- **MATERIAL SUPPLIED**
PR #2209, opened 2025-11-12
[Storage] Move authenticated bitmap to `storage::AuthenticatedBitMap`

danlaine:
It doesn't feel right for this data structure to be in `mmr`. It also can't go in the utils crate because it'd make the utils crate depend on the storage crate. I think this is a reasonable way for storage crate users to import this data structure.

### DIFF
--- a/storage/fuzz/fuzz_targets/mmr_bitmap.rs
+++ b/storage/fuzz/fuzz_targets/mmr_bitmap.rs
@@ -3,7 +3,7 @@
 use arbitrary::Arbitrary;
 use commonware_cryptography::{sha256, Sha256};
 use commonware_runtime::{deterministic, Runner};
-use commonware_storage::AuthenticatedBitmap as BitMap;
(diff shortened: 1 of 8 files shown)


storage/src/bitmap/authenticated.rs
```diff
@@ -38,7 +38,7 @@ use tracing::{debug, error, warn};
 ///
 /// Even though we use u64 identifiers for bits, on 32-bit machines, the maximum addressable bit is
 /// limited to (u32::MAX * N * 8).
-pub struct BitMap<D: Digest, const N: usize> {
+pub struct Authenticated<D: Digest, const N: usize> {
```
roberto-bayardo: Why not just keep it named Bitmap? ("authenticated" is already in the path).

danlaine: Changed back to `BitMap`

PR #1881, opened 2025-10-13
DKG Refactor

cronokirby:
Closes #1861
Closes #1840 
Closes #1996 

The crux of this change is in `dkg.rs` which provides an API which handles the cryptographic details for everything except providing authenticated channels, which are just a baseline used everywhere, through p2p. The resulting API is more abstract, but should guide people towards correct implementations much more easily.

The massive size of this PR (sorry peeps 😅) comes from refactoring code to take advantage of this. In particular, I rewrote the DKG-related portion of the reshare example, in order to:

- remove cryptographic operations now performed inside of `dkg.rs`,
- modify the abstractions to better represent the modelling being `dealer`, `player` (`observer`), having removed the notion of `arbiter`,
- cleanup the actor logic in general.

I also took the liberty of rewriting the tests there to try and avoid duplicated logic (this made my own refactoring easier).

For review I think it would be good to focus on us being happy with `dkg.rs`, and then looking at the rest.

PR #2214, opened 2025-11-12
[cryptography] derive Clone for DKG objects

SuperFluffy:
There seems to be no downside to making `dkg::{Arbiter, Player, Dealer}: Clone`. I need this for my use case to do "speculative" finalization of the DKG ceremony: I need to write the DKG ceremony on the last block of an epoch, but since DKG acts on finalized blocks but proposals on notarized block, there is no guarantee that the outcome of the DKG process is ready in time.

Cloning the DKG objects allows me to finalize on propose and verify and - in case of mismatch - keep processing finalized blocks.

This is likely a stopgap solution until a more efficient method is implemented.

### DIFF
--- a/cryptography/src/bls12381/dkg/arbiter.rs
+++ b/cryptography/src/bls12381/dkg/arbiter.rs
@@ -65,6 +65,7 @@ pub struct Output<V: Variant> {
 }
 
 /// Gather commitments, acknowledgements, and reveals from all dealers.
+#[derive(Clone)]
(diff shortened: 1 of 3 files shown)


SuperFluffy:
~~Making this a draft again. This design is not very nice. Feel free to close it.~~

Wrong PR to make this comment.

patrick-ogrady:
This is a minimal workaround until #1881 is in (which should make doing something like this much simpler) 👍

- **THE TASK**
Set down the material exactly, keeping every line.

- **RESULT**
PR #2209, opened 2025-11-12
[Storage] Move authenticated bitmap to `storage::AuthenticatedBitMap`

danlaine:
It doesn't feel right for this data structure to be in `mmr`. It also can't go in the utils crate because it'd make the utils crate depend on the storage crate. I think this is a reasonable way for storage crate users to import this data structure.

### DIFF
--- a/storage/fuzz/fuzz_targets/mmr_bitmap.rs
+++ b/storage/fuzz/fuzz_targets/mmr_bitmap.rs
@@ -3,7 +3,7 @@
 use arbitrary::Arbitrary;
 use commonware_cryptography::{sha256, Sha256};
 use commonware_runtime::{deterministic, Runner};
-use commonware_storage::AuthenticatedBitmap as BitMap;
(diff shortened: 1 of 8 files shown)


storage/src/bitmap/authenticated.rs
```diff
@@ -38,7 +38,7 @@ use tracing::{debug, error, warn};
 ///
 /// Even though we use u64 identifiers for bits, on 32-bit machines, the maximum addressable bit is
 /// limited to (u32::MAX * N * 8).
-pub struct BitMap<D: Digest, const N: usize> {
+pub struct Authenticated<D: Digest, const N: usize> {
```
roberto-bayardo: Why not just keep it named Bitmap? ("authenticated" is already in the path).

danlaine: Changed back to `BitMap`

PR #1881, opened 2025-10-13
DKG Refactor

cronokirby:
Closes #1861
Closes #1840 
Closes #1996 

The crux of this change is in `dkg.rs` which provides an API which handles the cryptographic details for everything except providing authenticated channels, which are just a baseline used everywhere, through p2p. The resulting API is more abstract, but should guide people towards correct implementations much more easily.

The massive size of this PR (sorry peeps 😅) comes from refactoring code to take advantage of this. In particular, I rewrote the DKG-related portion of the reshare example, in order to:

- remove cryptographic operations now performed inside of `dkg.rs`,
- modify the abstractions to better represent the modelling being `dealer`, `player` (`observer`), having removed the notion of `arbiter`,
- cleanup the actor logic in general.

I also took the liberty of rewriting the tests there to try and avoid duplicated logic (this made my own refactoring easier).

For review I think it would be good to focus on us being happy with `dkg.rs`, and then looking at the rest.

PR #2214, opened 2025-11-12
[cryptography] derive Clone for DKG objects

SuperFluffy:
There seems to be no downside to making `dkg::{Arbiter, Player, Dealer}: Clone`. I need this for my use case to do "speculative" finalization of the DKG ceremony: I need to write the DKG ceremony on the last block of an epoch, but since DKG acts on finalized blocks but proposals on notarized block, there is no guarantee that the outcome of the DKG process is ready in time.

Cloning the DKG objects allows me to finalize on propose and verify and - in case of mismatch - keep processing finalized blocks.

This is likely a stopgap solution until a more efficient method is implemented.

### DIFF
--- a/cryptography/src/bls12381/dkg/arbiter.rs
+++ b/cryptography/src/bls12381/dkg/arbiter.rs
@@ -65,6 +65,7 @@ pub struct Output<V: Variant> {
 }
 
 /// Gather commitments, acknowledgements, and reveals from all dealers.
+#[derive(Clone)]
(diff shortened: 1 of 3 files shown)


SuperFluffy:
~~Making this a draft again. This design is not very nice. Feel free to close it.~~

Wrong PR to make this comment.

patrick-ogrady:
This is a minimal workaround until #1881 is in (which should make doing something like this much simpler) 👍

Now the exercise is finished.